= Plane (mathematics) =

2D surface which extends indefinitely

In mathematics, a plane is a two-dimensional space or flat surface that extends indefinitely.
A plane is the two-dimensional analogue of a point (zero dimensions), a line (one dimension) and three-dimensional space. When working exclusively in two-dimensional Euclidean space, the definite article is used, so the Euclidean plane refers to the whole space.

Several notions of a plane may be defined. The Euclidean plane follows Euclidean geometry, and in particular the parallel postulate. A projective plane may be constructed by adding "points at infinity" where two otherwise parallel lines would intersect, so that every pair of lines intersects in exactly one point. The elliptic plane may be further defined by adding a metric to the real projective plane. One may also conceive of a hyperbolic plane, which obeys hyperbolic geometry and has a negative curvature.

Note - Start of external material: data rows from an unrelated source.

PR #1021, opened 2024-03-02
snapshot_to_json step1

umututku03:
## Motivation and Context

Currently, our process for extracting snapshot data does not align seamlessly with the requirements of our `memory-models-rough` library. This discrepancy hinders our ability to leverage snapshot data effectively within memory models, limiting the potential insights and optimizations we can achieve. To bridge this gap, we propose the development and integration of a new function, `snapshot_to_json`, specifically designed to convert snapshot outputs into a JSON format that is directly consumable by the memory-models-rough module. This initiative not only aims to streamline our data processing pipeline but also enhances the synergy between different components of our system, unlocking new possibilities for data analysis and model performance. We have segmented this task into three distinct phases, with this pull request specifically targeting the initial phase: processing stack frames that contain solely primitive data types.

## Your Changes

**Description**:

The code transforms snapshot data into a JSON format, uniquely identifying each primitive value with a global ID. It iterates through snapshot data, assigning IDs to variables and their values, avoiding duplicates by checking against a global ID registry. Each variable's value is stored in a separate entry, while stack frames are represented as objects with metadata indicating their structure. The process culminates in merging these entries into a single JSON document, formatted for readability. We are operating under the assumption that the snapshot data exclusively contains primitive data types.

## Testing

I have incorporated a unit test that evaluates the new function's behavior across various scenarios, including aliasing, to ensure comprehensive coverage.

N/A

## Checklist

### DIFF
--- a/python_ta/debug/snapshot.py
+++ b/python_ta/debug/snapshot.py
@@ -2,13 +2,13 @@
 Use the 'inspect' module to extract local variables from
  multiple stack frames. Useful for dynamic debugging.
 """
+from __future__ import annotations
+
 import inspect
-import json
 from types import FrameType
-from typing import Dict, List
 
 
-def get_filtered_global_variables(frame: FrameType) -> Dict:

Abstractly, one may forget all structure except the topology, producing the topological plane, which is homeomorphic to an open disk. Viewing the plane as an affine space produces the affine plane, which lacks a notion of distance but preserves the notion of collinearity. Conversely, in adding more structure, one may view the plane as a 1-dimensional complex manifold, called the complex line.

Many fundamental tasks in mathematics, geometry, trigonometry, graph theory, and graphing are performed in a two-dimensional or planar space.

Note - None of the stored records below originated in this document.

Issue #998, opened 2024-01-16
Ignore C9103 For Unit Tests (Function Name Exceeds Max Characters [30])


klokailo:
Common python convention may include unit test functions with really long names (since there are many of them).

This is a suggestion to automatically ignore C9103 for all functions beginning with `test_`.

PR #1022, opened 2024-03-04
Issue 998 - Ignore naming convention violation option

elescogna:
## Motivation and Context
Issue 998: Ignore C9103 for unit tests suggests to ignore C9103 (name length exceeds 30 characters) for unit tests.
This pull request provides more flexibility by adding a configuration option to the `InvalidNameChecker` to ignore any names that match the pattern of a regular expression provided by the user.

 https://github.com/pyta-uoft/pyta/issues/998

## Your Changes

**Description**:
I added two new options to the `InvalidNameChecker`:
- `ignore-names`: takes a list of regular expression, and allows to ignore any name that matches the regex pattern
- `ignore-module-name`: takes a list of regular expressions, and allows to ignore any module name that matches the regex pattern

I implemented the logic for this change by adding a condition in every `visit_<node>` method checking whether the node's name matches any of the regular expressions provided in the relevant option.

## Testing

I added a new configuration as well as four additional unit tests to the `TestInvalidNameCheckerClass` to test the changes I made. 
The configuration I added to the class contains regular expressions that match the names used in the new four tests: `test_ignore_function_name`, `test_ignore_class_name`, `test_ignore_variable_name` and `test_ignore_module_name` all check that otherwise invalid names do not cause an error because they match the patterns provided in `ignore-names` and `ignore-module-names`.

Finally, I made sure that the regex I provided matched _only_ the names used in the new tests, to ensure that all previous tests passed after my changes. This also verifies that the naming convention is in fact ignored _only_ for the names that match the regex provided.

**Comment**:
As of now, to guarantee that the checker will work as expected, it is necessary to provide the regex in a list. When I tried to set the configuration to `options = {"ignore_names": "(test_[0-9a-z_]*)$"}` in the tests the regex library raised an error, but did not do so when I set it from the Python Console. Setting the configurations to `options = {"ignore_names": ["(test_[0-9a-z_]*)$"]}` solves the problem.

**Question**:
Should I simply cast the configurations to a list before passing it to `re.match`, or is it okay that only a list will be accepted?

## Checklist


python_ta/checkers/invalid_name_checker.py
```diff
@@ -291,20 +296,42 @@ class InvalidNameChecker(BaseChecker):
             "Used when the name doesn't conform to standard Python naming conventions.",
         ),
     }
+    options = (
+        (
+            "ignore-names",
+            {
+                "default": (),
+                "type": "csv",
```
david-yz-liu, line 304: Instead use `regexp`; see, for example, https://github.com/pylint-dev/pylint/blob/6a09d298b2313ce143d986502b1d4d2dcd872b18/pylint/checkers/variables.py#L1230-L1237. I think you can set the default to be an empty string. This means the user should specify just a single regular expression rather than a list of regular expressions, but I think that makes sense.

Same for the other option.

python_ta/checkers/invalid_name_checker.py
```diff
@@ -291,20 +296,42 @@ class InvalidNameChecker(BaseChecker):
...
+                "metavar": "<ignore-matching-names>",
+                "help": "Ignore C9103 naming convention violation for names that exactly match the patterns",
```
david-yz-liu, line 306: "patterns" -> "pattern"

python_ta/checkers/invalid_name_checker.py
```diff
@@ -327,6 +355,10 @@ def visit_assignname(self, node: nodes.AssignName) -> None:
         frame = node.frame(future=True)
         assign_type = node.assign_type()
 
+        # Do not check this node if included in the ignore-names option
```
david-yz-liu, line 358: You can move this guard to the very top of the function

david-yz-liu (approved):

python_ta/checkers/invalid_name_checker.py
elescogna: I changed this and made other related changes. I had to include`re.compile()` in the config for the test class because the string is not turned automatically into a `re.Pattern` object as it happens in the checker class directly.

david-yz-liu (approved):
Good job, @elescogna!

==Further generalizations==
In addition to its familiar geometric structure, with isomorphisms that are isometries with respect to the usual inner product, the plane may be viewed at various other levels of abstraction. Each level of abstraction corresponds to a specific category.

At one extreme, all geometrical and metric concepts may be dropped to leave the topological plane, which may be thought of as an idealized homotopically trivial infinite rubber sheet, which retains a notion of proximity, but has no distances. The topological plane has a concept of a linear path, but no concept of a straight line. The topological plane, or its equivalent the open disc, is the basic topological neighborhood used to construct surfaces (or 2-manifolds) classified in low-dimensional topology. Isomorphisms of the topological plane are all continuous bijections. The topological plane is the natural context for the branch of graph theory that deals with planar graphs, and results such as the four color theorem.

The plane may also be viewed as an affine space, whose isomorphisms are combinations of translations and non-singular linear maps. From this viewpoint there are no distances, but collinearity and ratios of distances on any line are preserved.

Differential geometry views a plane as a 2-dimensional real manifold, a topological plane which is provided with a differential structure. Again in this case, there is no notion of distance, but there is now a concept of smoothness of maps, for example a differentiable or smooth path (depending on the type of differential structure applied). The isomorphisms in this case are bijections with the chosen degree of differentiability.

In the opposite direction of abstraction, we may apply a compatible field structure to the geometric plane, giving rise to the complex plane and the major area of complex analysis. The complex field has only two automorphisms that leave the real line fixed, the identity and conjugation.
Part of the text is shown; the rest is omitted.